<<<<

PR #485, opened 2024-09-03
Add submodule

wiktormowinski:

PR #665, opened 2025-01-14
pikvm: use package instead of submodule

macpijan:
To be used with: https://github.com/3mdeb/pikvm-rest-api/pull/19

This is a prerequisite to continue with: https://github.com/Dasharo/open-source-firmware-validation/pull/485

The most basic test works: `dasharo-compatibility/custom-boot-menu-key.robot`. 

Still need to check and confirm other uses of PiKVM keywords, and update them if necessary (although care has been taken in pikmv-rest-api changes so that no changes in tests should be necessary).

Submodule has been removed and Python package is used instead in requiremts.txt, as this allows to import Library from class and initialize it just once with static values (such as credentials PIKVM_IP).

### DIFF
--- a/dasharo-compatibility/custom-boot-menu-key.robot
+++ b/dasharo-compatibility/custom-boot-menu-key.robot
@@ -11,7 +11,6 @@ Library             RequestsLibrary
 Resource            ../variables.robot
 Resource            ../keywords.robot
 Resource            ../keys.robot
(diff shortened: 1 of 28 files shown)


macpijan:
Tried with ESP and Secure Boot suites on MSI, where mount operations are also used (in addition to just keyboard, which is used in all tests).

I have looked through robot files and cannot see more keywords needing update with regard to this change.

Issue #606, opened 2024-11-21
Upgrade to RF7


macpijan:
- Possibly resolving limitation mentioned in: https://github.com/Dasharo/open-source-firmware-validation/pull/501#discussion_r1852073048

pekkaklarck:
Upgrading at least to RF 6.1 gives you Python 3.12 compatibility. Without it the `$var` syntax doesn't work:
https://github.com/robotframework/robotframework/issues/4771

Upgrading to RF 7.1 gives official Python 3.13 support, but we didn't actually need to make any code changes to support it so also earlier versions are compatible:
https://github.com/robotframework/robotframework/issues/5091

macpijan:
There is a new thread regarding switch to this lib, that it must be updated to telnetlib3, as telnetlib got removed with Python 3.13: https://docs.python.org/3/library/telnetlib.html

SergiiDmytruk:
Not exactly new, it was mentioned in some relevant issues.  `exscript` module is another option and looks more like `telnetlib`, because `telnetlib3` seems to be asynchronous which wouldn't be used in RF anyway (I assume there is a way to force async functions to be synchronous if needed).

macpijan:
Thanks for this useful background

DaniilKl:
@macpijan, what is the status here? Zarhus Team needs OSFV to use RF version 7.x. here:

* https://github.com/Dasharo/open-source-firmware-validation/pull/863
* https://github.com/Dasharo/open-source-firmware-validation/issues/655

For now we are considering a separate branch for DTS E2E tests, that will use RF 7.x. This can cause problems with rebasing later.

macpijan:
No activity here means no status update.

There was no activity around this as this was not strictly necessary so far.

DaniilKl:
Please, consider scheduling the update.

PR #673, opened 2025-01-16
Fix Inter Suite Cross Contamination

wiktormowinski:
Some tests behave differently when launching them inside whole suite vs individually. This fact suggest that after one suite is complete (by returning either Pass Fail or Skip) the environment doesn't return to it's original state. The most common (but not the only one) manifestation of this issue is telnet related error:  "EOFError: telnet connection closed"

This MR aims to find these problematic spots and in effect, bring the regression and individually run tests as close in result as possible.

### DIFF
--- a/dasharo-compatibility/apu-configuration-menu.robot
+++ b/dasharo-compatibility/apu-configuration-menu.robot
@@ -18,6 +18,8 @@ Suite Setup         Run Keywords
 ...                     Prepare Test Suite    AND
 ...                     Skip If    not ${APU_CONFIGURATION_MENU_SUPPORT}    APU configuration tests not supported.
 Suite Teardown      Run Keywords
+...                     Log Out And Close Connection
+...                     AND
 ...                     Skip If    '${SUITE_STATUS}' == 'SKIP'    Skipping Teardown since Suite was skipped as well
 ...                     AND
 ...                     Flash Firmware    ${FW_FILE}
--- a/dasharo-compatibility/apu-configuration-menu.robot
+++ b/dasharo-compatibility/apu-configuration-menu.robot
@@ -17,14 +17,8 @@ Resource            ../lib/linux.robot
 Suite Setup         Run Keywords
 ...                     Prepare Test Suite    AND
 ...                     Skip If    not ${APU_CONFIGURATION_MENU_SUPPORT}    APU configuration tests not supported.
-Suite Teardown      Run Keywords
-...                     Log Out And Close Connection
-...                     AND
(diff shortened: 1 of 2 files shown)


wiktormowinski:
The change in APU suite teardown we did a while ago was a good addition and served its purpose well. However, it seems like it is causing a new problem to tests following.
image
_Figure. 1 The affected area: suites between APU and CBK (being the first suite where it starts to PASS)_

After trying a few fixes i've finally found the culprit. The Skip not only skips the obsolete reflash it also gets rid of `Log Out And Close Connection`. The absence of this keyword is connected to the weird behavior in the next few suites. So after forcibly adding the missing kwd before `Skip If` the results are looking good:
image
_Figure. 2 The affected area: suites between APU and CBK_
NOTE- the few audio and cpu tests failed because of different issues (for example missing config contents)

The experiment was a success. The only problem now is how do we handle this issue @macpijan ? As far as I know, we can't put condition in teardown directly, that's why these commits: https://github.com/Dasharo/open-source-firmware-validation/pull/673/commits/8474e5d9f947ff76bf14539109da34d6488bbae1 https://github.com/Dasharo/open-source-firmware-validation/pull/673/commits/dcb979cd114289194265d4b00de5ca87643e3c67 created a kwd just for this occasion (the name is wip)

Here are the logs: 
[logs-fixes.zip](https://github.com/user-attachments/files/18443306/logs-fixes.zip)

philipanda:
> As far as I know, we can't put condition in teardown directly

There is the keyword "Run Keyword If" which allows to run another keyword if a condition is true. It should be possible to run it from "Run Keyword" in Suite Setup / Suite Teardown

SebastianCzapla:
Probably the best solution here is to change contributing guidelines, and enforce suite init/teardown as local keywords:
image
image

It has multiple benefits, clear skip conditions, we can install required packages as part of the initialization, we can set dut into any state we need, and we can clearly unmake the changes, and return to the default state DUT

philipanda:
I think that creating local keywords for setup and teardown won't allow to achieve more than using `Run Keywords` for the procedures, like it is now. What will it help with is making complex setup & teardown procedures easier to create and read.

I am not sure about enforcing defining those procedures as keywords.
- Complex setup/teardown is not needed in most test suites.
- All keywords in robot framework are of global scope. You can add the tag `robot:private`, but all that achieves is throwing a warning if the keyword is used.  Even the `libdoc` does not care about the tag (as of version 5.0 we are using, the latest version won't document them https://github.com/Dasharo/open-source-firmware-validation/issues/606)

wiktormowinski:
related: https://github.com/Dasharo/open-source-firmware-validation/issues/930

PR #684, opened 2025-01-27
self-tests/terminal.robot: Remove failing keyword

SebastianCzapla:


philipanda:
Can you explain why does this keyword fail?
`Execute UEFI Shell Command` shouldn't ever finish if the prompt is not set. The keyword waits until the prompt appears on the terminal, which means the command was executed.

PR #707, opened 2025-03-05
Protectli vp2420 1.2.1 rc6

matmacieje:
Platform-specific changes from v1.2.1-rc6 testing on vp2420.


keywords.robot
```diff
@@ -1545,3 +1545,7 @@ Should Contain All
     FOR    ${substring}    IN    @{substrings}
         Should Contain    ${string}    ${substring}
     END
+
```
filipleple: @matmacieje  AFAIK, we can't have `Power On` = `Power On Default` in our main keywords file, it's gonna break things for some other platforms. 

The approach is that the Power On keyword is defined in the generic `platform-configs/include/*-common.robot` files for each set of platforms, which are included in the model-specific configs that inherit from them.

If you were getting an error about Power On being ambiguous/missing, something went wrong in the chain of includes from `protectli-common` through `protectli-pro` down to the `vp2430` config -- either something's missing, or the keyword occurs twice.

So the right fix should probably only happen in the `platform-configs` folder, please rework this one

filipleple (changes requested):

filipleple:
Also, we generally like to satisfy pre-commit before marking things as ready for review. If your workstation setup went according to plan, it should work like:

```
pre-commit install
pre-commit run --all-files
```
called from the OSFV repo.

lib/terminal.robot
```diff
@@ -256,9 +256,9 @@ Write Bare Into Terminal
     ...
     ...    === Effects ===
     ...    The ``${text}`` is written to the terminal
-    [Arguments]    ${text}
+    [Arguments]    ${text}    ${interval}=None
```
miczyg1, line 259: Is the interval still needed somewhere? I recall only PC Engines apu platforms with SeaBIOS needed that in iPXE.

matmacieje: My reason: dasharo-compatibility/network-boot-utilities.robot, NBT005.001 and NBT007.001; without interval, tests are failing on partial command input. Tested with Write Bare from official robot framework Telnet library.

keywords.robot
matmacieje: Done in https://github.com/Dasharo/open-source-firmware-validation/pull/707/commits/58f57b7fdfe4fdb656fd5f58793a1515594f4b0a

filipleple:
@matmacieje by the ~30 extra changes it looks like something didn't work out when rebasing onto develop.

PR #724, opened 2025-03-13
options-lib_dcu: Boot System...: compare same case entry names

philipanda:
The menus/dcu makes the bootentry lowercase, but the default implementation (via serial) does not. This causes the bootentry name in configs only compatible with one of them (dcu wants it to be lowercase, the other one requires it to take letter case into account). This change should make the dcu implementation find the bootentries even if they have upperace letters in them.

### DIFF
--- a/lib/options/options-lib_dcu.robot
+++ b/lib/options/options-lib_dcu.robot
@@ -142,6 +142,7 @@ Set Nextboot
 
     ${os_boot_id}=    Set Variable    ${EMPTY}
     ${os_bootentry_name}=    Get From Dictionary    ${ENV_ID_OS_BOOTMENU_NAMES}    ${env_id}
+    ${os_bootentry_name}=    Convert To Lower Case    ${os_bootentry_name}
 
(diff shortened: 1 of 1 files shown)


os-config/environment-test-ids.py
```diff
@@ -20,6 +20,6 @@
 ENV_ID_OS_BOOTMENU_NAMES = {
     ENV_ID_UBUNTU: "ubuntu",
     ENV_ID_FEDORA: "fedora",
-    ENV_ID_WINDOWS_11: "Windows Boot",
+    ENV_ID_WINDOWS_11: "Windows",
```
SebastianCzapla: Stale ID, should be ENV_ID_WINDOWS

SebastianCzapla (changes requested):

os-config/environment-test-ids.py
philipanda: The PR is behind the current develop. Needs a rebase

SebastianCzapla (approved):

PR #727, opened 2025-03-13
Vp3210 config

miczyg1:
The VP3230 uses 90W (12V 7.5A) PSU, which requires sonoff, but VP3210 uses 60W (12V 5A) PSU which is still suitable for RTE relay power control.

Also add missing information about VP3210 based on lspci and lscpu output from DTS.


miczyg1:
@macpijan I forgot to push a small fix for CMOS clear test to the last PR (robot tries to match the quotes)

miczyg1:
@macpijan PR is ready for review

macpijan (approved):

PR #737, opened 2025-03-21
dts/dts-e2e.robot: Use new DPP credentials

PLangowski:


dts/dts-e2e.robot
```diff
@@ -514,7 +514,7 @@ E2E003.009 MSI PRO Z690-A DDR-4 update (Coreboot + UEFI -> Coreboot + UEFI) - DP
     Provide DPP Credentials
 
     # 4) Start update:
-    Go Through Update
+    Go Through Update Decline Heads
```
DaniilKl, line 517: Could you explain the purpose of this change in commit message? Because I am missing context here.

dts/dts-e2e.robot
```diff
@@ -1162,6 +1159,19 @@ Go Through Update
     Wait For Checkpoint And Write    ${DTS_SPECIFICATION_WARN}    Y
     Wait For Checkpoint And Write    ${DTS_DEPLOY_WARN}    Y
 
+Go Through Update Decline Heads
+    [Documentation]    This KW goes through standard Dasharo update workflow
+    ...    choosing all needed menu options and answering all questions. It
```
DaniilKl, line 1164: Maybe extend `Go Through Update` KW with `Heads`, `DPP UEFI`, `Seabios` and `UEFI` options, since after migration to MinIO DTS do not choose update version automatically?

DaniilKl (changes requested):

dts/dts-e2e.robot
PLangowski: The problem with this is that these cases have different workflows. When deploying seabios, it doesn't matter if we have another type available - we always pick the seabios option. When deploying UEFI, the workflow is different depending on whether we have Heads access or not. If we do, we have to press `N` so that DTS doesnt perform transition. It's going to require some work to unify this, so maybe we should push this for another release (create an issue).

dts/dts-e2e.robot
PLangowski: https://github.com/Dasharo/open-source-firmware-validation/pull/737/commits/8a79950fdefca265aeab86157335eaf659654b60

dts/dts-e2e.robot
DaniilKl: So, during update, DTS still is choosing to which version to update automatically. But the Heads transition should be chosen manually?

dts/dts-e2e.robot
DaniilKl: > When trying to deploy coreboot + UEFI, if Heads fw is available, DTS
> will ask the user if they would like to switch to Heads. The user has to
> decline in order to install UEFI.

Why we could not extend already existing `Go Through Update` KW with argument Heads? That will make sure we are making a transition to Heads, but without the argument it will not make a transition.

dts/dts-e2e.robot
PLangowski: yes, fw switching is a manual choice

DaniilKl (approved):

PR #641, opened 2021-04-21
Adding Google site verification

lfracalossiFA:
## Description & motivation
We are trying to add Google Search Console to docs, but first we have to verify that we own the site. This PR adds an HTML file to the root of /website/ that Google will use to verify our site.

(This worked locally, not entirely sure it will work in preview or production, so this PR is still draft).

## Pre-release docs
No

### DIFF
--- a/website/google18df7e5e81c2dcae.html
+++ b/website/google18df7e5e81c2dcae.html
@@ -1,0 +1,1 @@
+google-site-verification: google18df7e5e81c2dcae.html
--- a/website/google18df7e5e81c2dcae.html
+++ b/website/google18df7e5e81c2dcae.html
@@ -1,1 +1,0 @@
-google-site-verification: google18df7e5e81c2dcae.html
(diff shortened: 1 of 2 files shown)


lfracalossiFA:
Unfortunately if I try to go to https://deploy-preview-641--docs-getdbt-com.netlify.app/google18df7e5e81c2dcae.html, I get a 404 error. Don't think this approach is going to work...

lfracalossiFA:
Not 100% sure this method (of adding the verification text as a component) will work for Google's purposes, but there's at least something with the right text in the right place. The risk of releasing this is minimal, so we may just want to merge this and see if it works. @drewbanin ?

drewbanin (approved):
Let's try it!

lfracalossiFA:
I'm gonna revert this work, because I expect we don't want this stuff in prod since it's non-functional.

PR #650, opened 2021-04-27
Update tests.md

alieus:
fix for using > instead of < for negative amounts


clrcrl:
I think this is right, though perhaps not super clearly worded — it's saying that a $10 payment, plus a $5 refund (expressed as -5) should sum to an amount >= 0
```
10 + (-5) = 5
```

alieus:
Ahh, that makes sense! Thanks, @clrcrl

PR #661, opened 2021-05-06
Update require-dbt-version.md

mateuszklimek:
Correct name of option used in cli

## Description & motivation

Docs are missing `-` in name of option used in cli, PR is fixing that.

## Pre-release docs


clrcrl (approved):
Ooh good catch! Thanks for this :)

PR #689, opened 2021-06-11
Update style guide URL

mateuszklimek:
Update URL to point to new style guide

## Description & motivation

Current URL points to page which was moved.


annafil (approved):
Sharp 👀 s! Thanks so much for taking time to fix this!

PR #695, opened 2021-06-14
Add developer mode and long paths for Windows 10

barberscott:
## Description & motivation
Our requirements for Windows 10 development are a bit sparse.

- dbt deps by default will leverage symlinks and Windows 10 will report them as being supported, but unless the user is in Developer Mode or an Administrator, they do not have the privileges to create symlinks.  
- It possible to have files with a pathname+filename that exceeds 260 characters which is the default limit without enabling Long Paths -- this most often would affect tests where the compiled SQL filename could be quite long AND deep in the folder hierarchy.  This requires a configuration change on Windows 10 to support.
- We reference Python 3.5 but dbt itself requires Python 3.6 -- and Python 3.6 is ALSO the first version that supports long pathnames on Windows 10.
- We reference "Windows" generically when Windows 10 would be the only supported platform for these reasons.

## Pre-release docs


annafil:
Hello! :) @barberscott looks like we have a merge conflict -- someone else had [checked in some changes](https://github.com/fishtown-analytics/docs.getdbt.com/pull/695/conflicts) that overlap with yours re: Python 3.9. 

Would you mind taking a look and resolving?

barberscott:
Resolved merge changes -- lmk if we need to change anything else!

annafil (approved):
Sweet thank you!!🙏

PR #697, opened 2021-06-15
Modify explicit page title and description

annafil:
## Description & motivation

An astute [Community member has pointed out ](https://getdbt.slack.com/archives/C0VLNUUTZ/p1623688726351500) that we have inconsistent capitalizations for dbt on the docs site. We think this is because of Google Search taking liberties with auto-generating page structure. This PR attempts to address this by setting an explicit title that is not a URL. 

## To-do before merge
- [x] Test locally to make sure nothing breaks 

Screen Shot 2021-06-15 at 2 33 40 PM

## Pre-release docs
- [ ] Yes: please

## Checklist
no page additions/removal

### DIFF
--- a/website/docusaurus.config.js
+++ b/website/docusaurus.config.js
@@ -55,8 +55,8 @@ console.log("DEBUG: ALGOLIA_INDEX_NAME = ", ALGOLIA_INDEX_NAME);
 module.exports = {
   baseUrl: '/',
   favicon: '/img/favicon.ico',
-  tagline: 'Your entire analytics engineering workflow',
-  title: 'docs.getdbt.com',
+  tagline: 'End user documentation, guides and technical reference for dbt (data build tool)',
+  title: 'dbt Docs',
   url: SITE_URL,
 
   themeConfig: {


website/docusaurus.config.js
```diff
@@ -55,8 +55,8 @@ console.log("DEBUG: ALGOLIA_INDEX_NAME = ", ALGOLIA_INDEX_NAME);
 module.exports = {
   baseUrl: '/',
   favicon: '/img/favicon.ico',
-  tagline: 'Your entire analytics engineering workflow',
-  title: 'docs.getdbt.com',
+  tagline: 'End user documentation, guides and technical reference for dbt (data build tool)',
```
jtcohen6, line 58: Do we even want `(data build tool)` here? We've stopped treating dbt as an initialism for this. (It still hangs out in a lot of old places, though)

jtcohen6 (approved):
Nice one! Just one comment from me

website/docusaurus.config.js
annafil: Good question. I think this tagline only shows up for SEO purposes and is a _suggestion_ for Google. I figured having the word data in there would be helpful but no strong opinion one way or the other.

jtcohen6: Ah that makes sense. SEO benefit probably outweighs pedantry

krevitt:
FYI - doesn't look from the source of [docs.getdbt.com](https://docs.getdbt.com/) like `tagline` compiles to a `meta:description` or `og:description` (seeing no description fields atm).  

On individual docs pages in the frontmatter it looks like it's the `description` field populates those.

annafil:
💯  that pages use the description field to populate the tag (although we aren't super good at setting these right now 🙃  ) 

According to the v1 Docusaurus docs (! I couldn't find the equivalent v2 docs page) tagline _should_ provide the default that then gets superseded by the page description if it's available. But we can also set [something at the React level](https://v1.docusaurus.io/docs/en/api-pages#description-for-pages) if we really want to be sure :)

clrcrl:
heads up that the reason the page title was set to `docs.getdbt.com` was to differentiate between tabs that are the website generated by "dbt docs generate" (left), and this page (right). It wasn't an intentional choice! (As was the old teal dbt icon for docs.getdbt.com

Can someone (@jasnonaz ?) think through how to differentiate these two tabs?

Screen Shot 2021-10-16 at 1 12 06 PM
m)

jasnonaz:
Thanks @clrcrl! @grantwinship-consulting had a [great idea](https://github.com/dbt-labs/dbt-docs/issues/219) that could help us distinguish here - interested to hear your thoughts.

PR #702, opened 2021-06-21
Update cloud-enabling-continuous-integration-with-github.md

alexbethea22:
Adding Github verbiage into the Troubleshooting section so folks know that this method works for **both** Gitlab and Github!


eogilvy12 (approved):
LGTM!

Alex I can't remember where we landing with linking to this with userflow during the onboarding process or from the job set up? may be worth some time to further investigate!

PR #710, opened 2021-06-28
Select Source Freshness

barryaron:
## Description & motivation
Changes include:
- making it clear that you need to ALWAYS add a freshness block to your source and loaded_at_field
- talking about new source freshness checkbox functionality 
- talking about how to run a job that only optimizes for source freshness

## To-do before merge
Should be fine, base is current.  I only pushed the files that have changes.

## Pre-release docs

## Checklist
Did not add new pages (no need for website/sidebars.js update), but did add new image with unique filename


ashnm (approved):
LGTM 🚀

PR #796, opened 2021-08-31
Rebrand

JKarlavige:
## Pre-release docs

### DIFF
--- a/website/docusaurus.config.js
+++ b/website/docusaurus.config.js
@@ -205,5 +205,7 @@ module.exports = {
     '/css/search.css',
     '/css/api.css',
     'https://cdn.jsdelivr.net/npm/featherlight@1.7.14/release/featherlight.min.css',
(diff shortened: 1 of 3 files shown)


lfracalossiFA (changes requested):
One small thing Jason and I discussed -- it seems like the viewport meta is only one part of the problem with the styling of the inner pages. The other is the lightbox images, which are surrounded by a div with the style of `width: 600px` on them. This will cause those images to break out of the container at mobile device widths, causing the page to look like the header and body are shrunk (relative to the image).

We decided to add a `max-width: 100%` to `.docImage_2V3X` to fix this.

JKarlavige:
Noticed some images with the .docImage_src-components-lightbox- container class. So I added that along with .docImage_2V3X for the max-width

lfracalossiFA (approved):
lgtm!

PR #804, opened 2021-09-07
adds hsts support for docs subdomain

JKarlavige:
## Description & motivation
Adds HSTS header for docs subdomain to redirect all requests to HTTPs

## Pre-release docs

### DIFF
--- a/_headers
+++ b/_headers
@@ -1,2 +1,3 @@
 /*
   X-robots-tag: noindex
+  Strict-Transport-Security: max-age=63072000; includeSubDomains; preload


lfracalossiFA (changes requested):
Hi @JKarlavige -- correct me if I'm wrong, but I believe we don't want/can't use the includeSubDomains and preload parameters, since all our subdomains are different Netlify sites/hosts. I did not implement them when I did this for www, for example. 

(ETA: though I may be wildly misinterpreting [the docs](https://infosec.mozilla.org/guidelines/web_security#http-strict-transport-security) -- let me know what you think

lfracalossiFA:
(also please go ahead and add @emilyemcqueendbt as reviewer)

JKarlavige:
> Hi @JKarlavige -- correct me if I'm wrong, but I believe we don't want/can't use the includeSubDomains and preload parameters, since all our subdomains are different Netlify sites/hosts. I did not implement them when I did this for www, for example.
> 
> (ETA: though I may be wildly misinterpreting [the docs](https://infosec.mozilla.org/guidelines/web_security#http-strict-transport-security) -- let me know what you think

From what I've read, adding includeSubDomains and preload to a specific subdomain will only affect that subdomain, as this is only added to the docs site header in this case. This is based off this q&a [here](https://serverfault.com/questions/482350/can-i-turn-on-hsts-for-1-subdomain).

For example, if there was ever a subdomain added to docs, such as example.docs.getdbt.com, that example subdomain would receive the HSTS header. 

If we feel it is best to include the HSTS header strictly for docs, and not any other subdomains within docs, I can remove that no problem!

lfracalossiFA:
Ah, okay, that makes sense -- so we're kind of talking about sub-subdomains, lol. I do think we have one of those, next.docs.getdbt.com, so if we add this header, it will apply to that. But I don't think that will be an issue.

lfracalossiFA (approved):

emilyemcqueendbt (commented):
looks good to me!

>>>>

## Assignment
Answer with one number, namely how many lines in the records contain the string "care".

## Exercise response
2